We in the Left support reservations even though we look at them as a partial remedy because they provide a minimum solace to the deprived sections of our society. The people who avail of reservations and benefit from them should use their knowledge and resources for the interests of the class and sections from which they come and not become the stooges of the ruling classes.
In the era of neo-liberal globalisation, a united fight has to be waged against the policies that are curtailing both educational and employment opportunities. This struggle should demand not only reservations to the backward sections but also strengthening of the public education system and employment opportunities together with the implementation of the land reforms.
All the concerned citizens, especially youth 'for equality', if they are serious about achieving equality should join their hands to realise this agenda. They have to denounce discrimination based on caste and shun all the feudal value systems. The fight for social justice has to go along with the fight for economic equality and real equality cannot be achieved without social justice.
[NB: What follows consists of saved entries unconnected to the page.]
PR #7632, opened 2021-07-26
Fix loadout deletion

BraveMole:
## About The Pull Request

Loadouts can be deleted

## Why It's Good For The Game

Seriously byond, why is it so hard to handle list

## Changelog
:cl:
fix: You can delete loadouts
/:cl:

### DIFF
--- a/code/datums/loadout/loadout_manager.dm
+++ b/code/datums/loadout/loadout_manager.dm
@@ -6,7 +6,7 @@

It is another matter that if they take up this agenda the media that has taken upon itself to "supply anti-reservationists with banners and posters free of cost" will black them out and the "over 50 corporate houses and private hospitals of the likes of Batra, Fortis and Apollo" sponsoring them with "funds, fans, coolers and mineral water" will despise them. Rest assured real India will be standing by you. Come, let us together take the 'broom' to 'sweep' away all the evils from our society and not the 'roads'.